--- Assignment ---
From the first entry to the last, copy each one exactly.

Saved entries:
□ □ □
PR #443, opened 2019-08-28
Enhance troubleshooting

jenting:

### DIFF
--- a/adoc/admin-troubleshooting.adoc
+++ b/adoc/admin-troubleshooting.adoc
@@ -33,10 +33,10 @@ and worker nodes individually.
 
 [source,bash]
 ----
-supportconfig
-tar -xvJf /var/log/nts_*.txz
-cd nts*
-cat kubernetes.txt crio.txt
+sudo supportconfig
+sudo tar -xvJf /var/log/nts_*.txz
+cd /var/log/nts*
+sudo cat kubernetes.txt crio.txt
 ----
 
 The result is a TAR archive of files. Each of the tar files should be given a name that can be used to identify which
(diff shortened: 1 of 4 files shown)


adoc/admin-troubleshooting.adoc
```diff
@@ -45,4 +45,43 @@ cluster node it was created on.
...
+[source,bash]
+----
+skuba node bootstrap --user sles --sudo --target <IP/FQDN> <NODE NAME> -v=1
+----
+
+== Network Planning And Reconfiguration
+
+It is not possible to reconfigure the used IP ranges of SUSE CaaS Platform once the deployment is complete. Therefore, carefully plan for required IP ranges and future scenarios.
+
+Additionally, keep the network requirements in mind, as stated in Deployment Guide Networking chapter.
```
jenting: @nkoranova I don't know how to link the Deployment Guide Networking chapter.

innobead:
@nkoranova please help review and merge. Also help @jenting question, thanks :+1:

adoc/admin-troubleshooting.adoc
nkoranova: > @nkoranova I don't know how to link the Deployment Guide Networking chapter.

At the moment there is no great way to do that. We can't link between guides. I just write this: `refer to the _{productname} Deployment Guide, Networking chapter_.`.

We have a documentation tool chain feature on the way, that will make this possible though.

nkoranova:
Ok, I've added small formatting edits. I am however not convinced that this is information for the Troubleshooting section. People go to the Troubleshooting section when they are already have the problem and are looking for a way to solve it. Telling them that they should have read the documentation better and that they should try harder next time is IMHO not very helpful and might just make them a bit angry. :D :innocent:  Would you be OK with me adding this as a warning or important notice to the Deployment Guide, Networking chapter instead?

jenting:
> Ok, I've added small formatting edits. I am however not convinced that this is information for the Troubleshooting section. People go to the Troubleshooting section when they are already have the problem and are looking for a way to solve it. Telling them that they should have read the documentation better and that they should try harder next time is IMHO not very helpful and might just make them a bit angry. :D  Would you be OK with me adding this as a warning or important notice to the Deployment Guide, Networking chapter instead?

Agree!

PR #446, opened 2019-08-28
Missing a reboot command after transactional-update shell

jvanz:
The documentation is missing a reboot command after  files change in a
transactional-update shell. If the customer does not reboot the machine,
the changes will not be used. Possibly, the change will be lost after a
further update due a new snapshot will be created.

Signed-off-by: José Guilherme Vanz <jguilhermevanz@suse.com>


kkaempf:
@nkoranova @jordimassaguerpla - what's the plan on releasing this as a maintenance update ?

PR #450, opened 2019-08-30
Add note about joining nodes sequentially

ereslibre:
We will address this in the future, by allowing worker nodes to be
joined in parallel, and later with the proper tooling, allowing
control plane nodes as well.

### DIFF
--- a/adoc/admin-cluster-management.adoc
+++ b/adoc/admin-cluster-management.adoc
□ □ □
--- Response box ---
PR #443, opened 2019-08-28
Enhance troubleshooting

jenting:

### DIFF
--- a/adoc/admin-troubleshooting.adoc
+++ b/adoc/admin-troubleshooting.adoc
@@ -33,10 +33,10 @@ and worker nodes individually.
 
 [source,bash]
 ----
-supportconfig
-tar -xvJf /var/log/nts_*.txz
-cd nts*
-cat kubernetes.txt crio.txt
+sudo supportconfig
+sudo tar -xvJf /var/log/nts_*.txz
+cd /var/log/nts*
+sudo cat kubernetes.txt crio.txt
 ----
 
 The result is a TAR archive of files. Each of the tar files should be given a name that can be used to identify which
(diff shortened: 1 of 4 files shown)


adoc/admin-troubleshooting.adoc
```diff
@@ -45,4 +45,43 @@ cluster node it was created on.
...
+[source,bash]
+----
+skuba node bootstrap --user sles --sudo --target <IP/FQDN> <NODE NAME> -v=1
+----
+
+== Network Planning And Reconfiguration
+
+It is not possible to reconfigure the used IP ranges of SUSE CaaS Platform once the deployment is complete. Therefore, carefully plan for required IP ranges and future scenarios.
+
+Additionally, keep the network requirements in mind, as stated in Deployment Guide Networking chapter.
```
jenting: @nkoranova I don't know how to link the Deployment Guide Networking chapter.

innobead:
@nkoranova please help review and merge. Also help @jenting question, thanks :+1:

adoc/admin-troubleshooting.adoc
nkoranova: > @nkoranova I don't know how to link the Deployment Guide Networking chapter.

At the moment there is no great way to do that. We can't link between guides. I just write this: `refer to the _{productname} Deployment Guide, Networking chapter_.`.

We have a documentation tool chain feature on the way, that will make this possible though.

nkoranova:
Ok, I've added small formatting edits. I am however not convinced that this is information for the Troubleshooting section. People go to the Troubleshooting section when they are already have the problem and are looking for a way to solve it. Telling them that they should have read the documentation better and that they should try harder next time is IMHO not very helpful and might just make them a bit angry. :D :innocent:  Would you be OK with me adding this as a warning or important notice to the Deployment Guide, Networking chapter instead?

jenting:
> Ok, I've added small formatting edits. I am however not convinced that this is information for the Troubleshooting section. People go to the Troubleshooting section when they are already have the problem and are looking for a way to solve it. Telling them that they should have read the documentation better and that they should try harder next time is IMHO not very helpful and might just make them a bit angry. :D  Would you be OK with me adding this as a warning or important notice to the Deployment Guide, Networking chapter instead?

Agree!

PR #446, opened 2019-08-28
Missing a reboot command after transactional-update shell

jvanz:
The documentation is missing a reboot command after  files change in a
transactional-update shell. If the customer does not reboot the machine,
the changes will not be used. Possibly, the change will be lost after a
further update due a new snapshot will be created.

Signed-off-by: José Guilherme Vanz <jguilhermevanz@suse.com>


kkaempf:
@nkoranova @jordimassaguerpla - what's the plan on releasing this as a maintenance update ?

PR #450, opened 2019-08-30
Add note about joining nodes sequentially

ereslibre:
We will address this in the future, by allowing worker nodes to be
joined in parallel, and later with the proper tooling, allowing
control plane nodes as well.

### DIFF
--- a/adoc/admin-cluster-management.adoc
+++ b/adoc/admin-cluster-management.adoc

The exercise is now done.